Categorising people helps us to navigate our social world more efficiently. Social categorisation provides a sense of order and predictability that we can rely on to guide our interactions with others. Our stereotype for the elderly alerts us to speak loudly in their company. When we are ill, our stereotype for doctors leads us to seek out and trust their advice.
Differences in the tendency to stereotype
Researchers have demonstrated that individuals with a greater need for control are more likely to use stereotypes.
In addition, when we have limited mental resources available for making sense of our social environment, we rely more on stereotypes to make judgements and guide our behaviours. Reliance on stereotypes is more pronounced when we are distracted by another mentally taxing task, or when we are under emotional or physiological stress.
The problems with stereotypes
Some stereotypes are informed generalisations about a group of people. It is generally true, for example, that younger people have better hearing than older people. Yet many of our stereotypes are invalid— particularly when they are based on race, religion, or gender. Because of this, stereotypes can be problematic and counter-productive when working with diverse others.
Stereotypes are arbitrary ways of categorising individuals. No social group is homogenous. Stereotypes might not accurately represent the characteristics of a particular member of that group.
Research shows we that believe individuals from the same social group to be more similar than they really are. We also tend to exaggerate the differences between social groups. An American is likely to believe that all German people are very similar across a broad range of characteristics, and that Germans are very different from Italians.
Researchers also report bias in our categorisations of out-groups and in-groups. Out-groups are social groups to which we do not perceive ourselves as belonging. In-groups are the social groups with which we most identify. We perceive members of out-group members as sharing similar characteristics, but we think of in-group members as having unique characteristics and attributes.
Prejudice & discrimination
As well as shaping our beliefs about people, stereotypes drive social judgements. Prejudice refers to our feelings or attitudes about a group and its members. Prejudice is commonly associated with stereotypes; our evaluations of others reflect what we believe to be true about them.

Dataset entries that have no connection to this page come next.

PR #117, opened 2026-08-24
feat(safety): harden cross-harness permissions

Glubiz:
## Summary

- thread explicit `LaunchMode` through every real launch seam and preserve the fail-closed headless posture
- make interactive Claude low-noise: unknown/everyday work is silent, recoverable danger asks, and irreversible or credential-compromising effects deny
- apply one structural/semantic effect classifier to Bash, PowerShell, cmd.exe, executable paths, and Windows wrapper extensions
- attest each Claude launch with an immutable SHA-256 policy snapshot, keep the stricter launch/current verdict, and fail closed on tampering
- append privacy-preserving daily safety audit records containing command hashes rather than raw shell text
- retain Codex workspace containment with capability-probed interactive approvals/reviewer support
- bump Zirv to 2.28.0 and update the README plus architecture/security vault pages

## Cross-platform effect coverage

The semantic floor covers recursive generated cleanup, destructive Git effects, remote-versus-loopback HTTP mutations, credential-file access/upload, SQL writes, infrastructure/service destruction, and irreversible package/release operations. Ordinary reads, staging-only operations, downloads, loopback requests, dry runs, generated cleanup, and novel commands remain silent.

Native Windows Claude still lacks Claude's kernel sandbox. Landstrip, Arapuca, and Microsoft MXC were evaluated but not adopted as an invisible mandatory dependency because none currently proves a mature identical three-OS boundary. That residual is documented rather than presented as containment parity.

## Verification

- `cargo build` — passed
- `cargo fmt -- --check` — passed
- `cargo clippy --all-targets -- -D warnings` — passed
- `cargo test --bin zirv --no-run` — passed
- `cargo test --verbose -- --test-threads=1` — 2,409 passed / 5 failed; failures are exactly the established native-Windows `wrap` baseline:
  - `a_wrap_outside_any_session_is_not_gated`
  - `allow_nested_overrides_the_guard`
  - `the_allow_nested_environment_variable_overrides_the_guard_too`
  - `the_undetected_command_error_names_the_registry_rather_than_claude`
  - `win::a_supervised_wrap_binds_a_turn_signal_transport`
- all 88 `commands::ctx::safety` tests passed within the serial run
- `cargo nextest run --no-fail-fast` — unavailable on this host because `cargo-nextest` is not installed

## Review

Please use the orchestrator review path. Codex review is intentionally skipped per operator request.

## CI fix (2026-08-25)

- added the `interactive: false` field to the test-only `HandoverRequest` initializer in `dash/pane.rs` that the merge from `main` left behind (test builds failed to compile on both CI jobs)
- rewrote a `match` in `safety.rs` as `let end = end?;` to satisfy `clippy::question_mark` on current stable, which CI runs after tests


Glubiz:
## ✅ Ready to merge — CI green, conflicts resolved

All three checks pass on `feedcd4` ([run 32813657952](https://github.com/Glubiz/zirv-dynamic-cli/actions/runs/32813657952)):

| Check | Result |
| --- | --- |
| Test, Lint, and Format Check | pass (4m37s) |
| Serial Test Compatibility | pass (4m55s) |
| Version Bump Check | pass (6s) |

`main` (now 2.25.2 after #116 merged) has been merged into this branch, so `mergeable: MERGEABLE` — GitHub reports only the standard `BLOCKED` for a required review approval. Version lands at **2.26.1**.

---

### What this delivers

One zirv-owned permission policy, compiled into each wrapped harness's own native mechanism at launch. The design goal is the one that matters day to day: **only genuinely dangerous commands prompt.** An everyday dev command, a read-only command, or a command zirv has never seen before runs silently on an interactive launch — a finite allowlist under a prompting mode was explicitly rejected, because every novel command would fall off the end of it and prompt.

That requirement is pinned as executable tests, not prose:

- `the_product_requirement_no_everyday_or_novel_command_ever_prompts` — ~45 everyday and novel commands must classify Allow
- `the_product_requirement_only_genuinely_dangerous_commands_prompt` — the dangerous set must classify Ask
- `the_headless_posture_does_not_inherit_the_interactive_permissiveness` — headless stays fail-closed, because nobody is there to answer

Headless launches (`exec`, `run_loop`, scripted spawns) keep today's fail-closed posture throughout. Interactive Claude moves to `--permission-mode default` with the safety hook as the sole prompting gate; interactive Codex moves to `--ask-for-approval on-request` (the low-noise polarity — `untrusted` prompts for everything outside a narrow built-in set). Where Codex cannot match Claude's per-command granularity, `policy_support` reports `Degraded` honestly rather than claiming parity.

### Review history — three rounds, and the last one mattered

**Round 1** found 15 findings. All were verdict-direction bugs of the security-critical kind: commands that *should* prompt running with no prompt at all. Highlights: `curl url|sh` (no space) bypassing the pipe-to-shell deny; a crafted SQL comment (`SELECT '/*' ; DROP TABLE users ; SELECT '*/'`) mis-stripped into a single "read-only SELECT"; `is_local_url` matching any host starting `127.` so `127.evil.com` exfil was suppressed; `cargo +nightly publish` dodging the irreversible-publish deny; and non-tty `wrap`, hook-mode without `permission_mode`, and unwatched dash worker panes all receiving the *permissive interactive* posture instead of fail-closed headless.

**Round 2** was an adversarial re-review of those fixes — and it earned its keep. Seven fixes were confirmed closed, but four bypasses survived, including one shipped *inside* the fix that claimed to close it:

- **`awk` and `sed` were on the find-exec "proven-safe" allowlist.** Both are arbitrary-code-execution primitives (`find . -exec awk 'BEGIN{system("id")}' {} \;`, GNU `sed '1e id'`) — a complete escape from the ask-unless-proven-safe design.
- Pipe-to-shell missed wrapper programs: `curl x | env sh`, `| sudo sh`, `| xargs sh`.
- The SQL stripper was still erasable two other ways: MySQL backslash escapes, and PostgreSQL dollar-quoting (`psql -c "SELECT $$/* $$ ; DROP TABLE users; -- */"` classified Allow — a genuine unprompted DROP).
- `kubectl --context prod delete pod x` read `prod` as the verb and slipped past the destructive-orchestrator deny (only `-n`/`--namespace` were handled).

**Round 3** fixed all four: `awk`/`sed` removed and every remaining allowlist entry re-audited against a stated admission rule (a program qualifies only if it cannot execute another program or write outside its arguments); pipeline wrapper-unwrapping with a depth cap, handling `env`'s `VAR=value` prefixes and `timeout`'s duration positional; backslash-escape and dollar-quote modelling in the SQL scanner, with anything it cannot confidently parse falling back to Ask; and 21 realistic kubectl/helm global value-flags. Every fix carries the exact PoC as a corpus assertion, so each bypass is now a regression test.

Round 2 also specifically audited the two tests that an earlier round had "corrected in place" — the highest-risk move in the whole diff. Both genuinely encoded the bug as expected behaviour (`curl -G -d` expecting Allow; missing `permission_mode` expecting Allow) and were made **stricter**, not weakened. No assertion was deleted or relaxed anywhere in this PR.

### Known residuals (documented in code, not silently dropped)

1. **Symlink/junction in the generated-cleanup fast path** — `rm -rf node_modules` is auto-allowed by first path segment; a `node_modules` replaced with a symlink to a sensitive directory would be deleted through. Not fixed because the `evaluate` pipeline is deliberately pure with no filesystem access; a fix belongs caller-side.
2. **`claude.rs` `policy_support` cannot see whether `launch_settings_path` actually wrote** — if that best-effort settings file fails for one launch, that launch has no hook, while the report still says `Degraded`. Needs a signature change or an argv fallback.
3. **Codex capability probes are process-wide `OnceLock`s** — a codex-cli upgrade or downgrade mid-session keeps the stale first answer.

All three are defense-in-depth gaps rather than active bypasses, and all three carry doc comments at the relevant code.

### Not verified here

The operator gates from the spec remain outstanding: the Linux/Docker run beyond what CI covers, and the **Docker AI-feature command matrix** (`ctx chat/agent/dash/mail/hook`), which is harness-facing and operator-executed. Local Windows verification plus CI (both Linux jobs) is what backs the green above.

### Merge note

#116 is already merged (`main` at 2.25.2, tag `v2.25.2`), so the ordering constraint is satisfied and this can merge whenever you approve it.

Discrimination refers to differential (usually unfair or negative) treatment of individuals perceived to be belonging to a particular social group; for example, being overlooked in promotion or hiring, or being treated with hostility.
Discrimination is linked to stereotypes and prejudice. Strong egalitarian social norms, however, might deter a prejudiced person from acting in a discriminatory manner.
Bias in the workplace
Stereotypes, prejudice, and discrimination create physical and emotional distance between members of different social groups. Mild forms of bias can lead to awkward and uncomfortable interactions, intentional or unconscious avoidance, and interactions lacking warmth or civility. More extreme forms of bias can lead to tension and conflict, hostility, harassment, or aggression.
Stereotypes and other forms of bias can overshadow the strategic benefits of diversity by preventing all employees from contributing to work processes.
Companies that do not address internal bias might also face costly discrimination claims.
Researchers have shown that stereotyping and associated responses are automatic and unconscious. A particularly disturbing example involves a series of experiments in which participants played a video game. During the game, an individual who was sometimes White and sometimes Black appeared spontaneously, carrying either a gun or a different, non-threatening object. The participants were told to ‘shoot’ when the intruder was carrying a gun, but to press another key if the intruder was carrying a benign object. The results showed that the number of times the participants accidentally perceived the object to be a gun was much higher for the Black intruder than for the White intruder. The results were similar for White and Black participants, indicating that negative stereotypes can exist intragroup as well as intergroup.
Stereotypes are maintained and reinforced by powerful mental biases that filter out information that contradicts or challenges preexisting beliefs or attitudes.
Stereotypes are maintained by biases in the attributions we make about a person’s behaviour. When a person behaves in accordance with a stereotype, we attribute that behaviour to the stereotypical characteristic they share with other members of their group. This reinforces the stereotype. However, if an individual behaves in contrast to a group stereotype, we are more likely to attribute that behaviour to external causes, preserving the integrity of the stereotype.
Similarly, research shows we pay more attention to action that is consistent with a stereotype than to action that contradicts a stereotype.
When a member of a stereotyped group displays counter-stereotypical qualities, this might also evoke subtyping. Subtyping involves explaining an exception by assigning that individual to a subcategory of the stereotyped group rather than modifying the original stereotype.
Stereotyped individuals might act in a manner consistent with the stereotype as they react to out-group members. For example, if an outsider believes that a social group is aggressive, this might cause him or her to act antagonistically or with animosity towards members of that group. Stereotyped group members might then respond with to the outsider with hostility. This unintentionally reaffirms and reinforces the stereotype.